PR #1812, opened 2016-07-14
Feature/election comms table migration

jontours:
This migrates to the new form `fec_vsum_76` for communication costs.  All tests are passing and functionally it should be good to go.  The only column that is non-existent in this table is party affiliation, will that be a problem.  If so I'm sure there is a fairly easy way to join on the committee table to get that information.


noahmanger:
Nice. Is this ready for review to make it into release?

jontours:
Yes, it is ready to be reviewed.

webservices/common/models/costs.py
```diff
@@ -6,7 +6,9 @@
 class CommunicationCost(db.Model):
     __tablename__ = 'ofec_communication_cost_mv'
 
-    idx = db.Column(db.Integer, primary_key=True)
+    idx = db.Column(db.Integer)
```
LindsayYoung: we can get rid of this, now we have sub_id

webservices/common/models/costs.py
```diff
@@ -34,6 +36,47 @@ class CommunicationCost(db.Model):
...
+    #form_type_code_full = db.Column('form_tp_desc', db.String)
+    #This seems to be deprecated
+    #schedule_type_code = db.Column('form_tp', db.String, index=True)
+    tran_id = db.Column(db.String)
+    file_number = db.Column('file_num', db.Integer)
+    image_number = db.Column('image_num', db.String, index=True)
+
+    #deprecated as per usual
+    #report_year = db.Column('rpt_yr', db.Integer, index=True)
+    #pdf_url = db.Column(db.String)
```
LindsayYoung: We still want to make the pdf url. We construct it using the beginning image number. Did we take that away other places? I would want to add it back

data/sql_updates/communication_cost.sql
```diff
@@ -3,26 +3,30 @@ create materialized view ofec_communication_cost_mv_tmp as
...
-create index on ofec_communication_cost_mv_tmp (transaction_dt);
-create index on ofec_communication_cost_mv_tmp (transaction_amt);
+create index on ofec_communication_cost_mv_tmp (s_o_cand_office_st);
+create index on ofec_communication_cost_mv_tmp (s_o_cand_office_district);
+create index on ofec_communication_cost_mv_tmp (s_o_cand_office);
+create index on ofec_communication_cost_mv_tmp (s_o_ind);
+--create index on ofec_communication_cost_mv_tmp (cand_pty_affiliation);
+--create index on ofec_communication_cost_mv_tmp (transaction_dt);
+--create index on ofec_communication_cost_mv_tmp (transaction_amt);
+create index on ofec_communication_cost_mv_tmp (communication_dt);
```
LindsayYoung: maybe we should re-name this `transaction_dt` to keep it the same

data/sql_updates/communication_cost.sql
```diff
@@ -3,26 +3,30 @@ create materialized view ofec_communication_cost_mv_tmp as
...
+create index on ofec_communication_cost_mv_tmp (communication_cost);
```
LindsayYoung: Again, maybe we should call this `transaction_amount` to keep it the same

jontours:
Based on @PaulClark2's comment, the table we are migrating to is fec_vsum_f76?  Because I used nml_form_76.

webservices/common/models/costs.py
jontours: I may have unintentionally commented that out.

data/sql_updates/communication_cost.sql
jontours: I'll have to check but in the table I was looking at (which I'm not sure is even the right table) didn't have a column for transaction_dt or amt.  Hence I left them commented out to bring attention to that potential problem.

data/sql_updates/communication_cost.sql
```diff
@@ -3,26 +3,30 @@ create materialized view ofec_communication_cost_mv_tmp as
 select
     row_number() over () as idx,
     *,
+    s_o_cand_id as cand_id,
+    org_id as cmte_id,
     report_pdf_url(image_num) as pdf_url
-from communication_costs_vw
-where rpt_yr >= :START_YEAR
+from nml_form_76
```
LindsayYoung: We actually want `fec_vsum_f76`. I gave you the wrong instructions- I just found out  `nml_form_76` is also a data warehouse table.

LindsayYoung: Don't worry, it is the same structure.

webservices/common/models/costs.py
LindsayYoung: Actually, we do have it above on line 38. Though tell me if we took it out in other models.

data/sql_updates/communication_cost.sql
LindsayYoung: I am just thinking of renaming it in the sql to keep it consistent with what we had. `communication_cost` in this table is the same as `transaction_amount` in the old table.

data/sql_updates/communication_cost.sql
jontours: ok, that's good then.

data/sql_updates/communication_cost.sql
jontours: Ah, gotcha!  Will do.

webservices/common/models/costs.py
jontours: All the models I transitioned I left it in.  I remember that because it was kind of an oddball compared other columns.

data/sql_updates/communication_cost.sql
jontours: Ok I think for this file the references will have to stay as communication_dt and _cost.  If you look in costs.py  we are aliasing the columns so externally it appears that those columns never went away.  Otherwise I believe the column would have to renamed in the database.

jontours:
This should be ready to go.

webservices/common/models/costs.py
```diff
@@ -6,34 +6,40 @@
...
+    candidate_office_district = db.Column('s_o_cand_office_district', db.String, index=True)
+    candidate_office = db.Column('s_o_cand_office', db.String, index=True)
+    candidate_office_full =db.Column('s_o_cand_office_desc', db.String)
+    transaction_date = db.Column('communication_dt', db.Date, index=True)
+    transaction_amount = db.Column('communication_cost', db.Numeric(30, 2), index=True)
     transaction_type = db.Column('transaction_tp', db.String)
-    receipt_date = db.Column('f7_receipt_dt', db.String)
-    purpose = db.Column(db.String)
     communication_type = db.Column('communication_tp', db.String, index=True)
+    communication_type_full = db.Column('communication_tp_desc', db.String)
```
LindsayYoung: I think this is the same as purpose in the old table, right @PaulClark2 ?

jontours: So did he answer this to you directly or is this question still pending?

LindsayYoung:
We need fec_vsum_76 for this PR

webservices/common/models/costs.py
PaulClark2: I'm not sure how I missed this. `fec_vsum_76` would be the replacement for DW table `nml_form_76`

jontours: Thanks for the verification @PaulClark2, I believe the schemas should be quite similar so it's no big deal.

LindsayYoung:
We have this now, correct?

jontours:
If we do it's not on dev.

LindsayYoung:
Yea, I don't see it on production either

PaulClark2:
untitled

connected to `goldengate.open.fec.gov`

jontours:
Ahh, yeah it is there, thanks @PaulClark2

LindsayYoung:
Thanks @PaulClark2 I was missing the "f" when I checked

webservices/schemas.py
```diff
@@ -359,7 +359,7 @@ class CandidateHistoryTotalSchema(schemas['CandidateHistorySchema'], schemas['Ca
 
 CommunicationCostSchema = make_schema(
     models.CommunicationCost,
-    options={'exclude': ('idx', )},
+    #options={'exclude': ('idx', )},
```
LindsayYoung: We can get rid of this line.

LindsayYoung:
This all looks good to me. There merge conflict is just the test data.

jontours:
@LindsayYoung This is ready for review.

------

Exercise -> Your answer must be a single number: the count of lines above that hold the word "left".

Answer for the task -> 2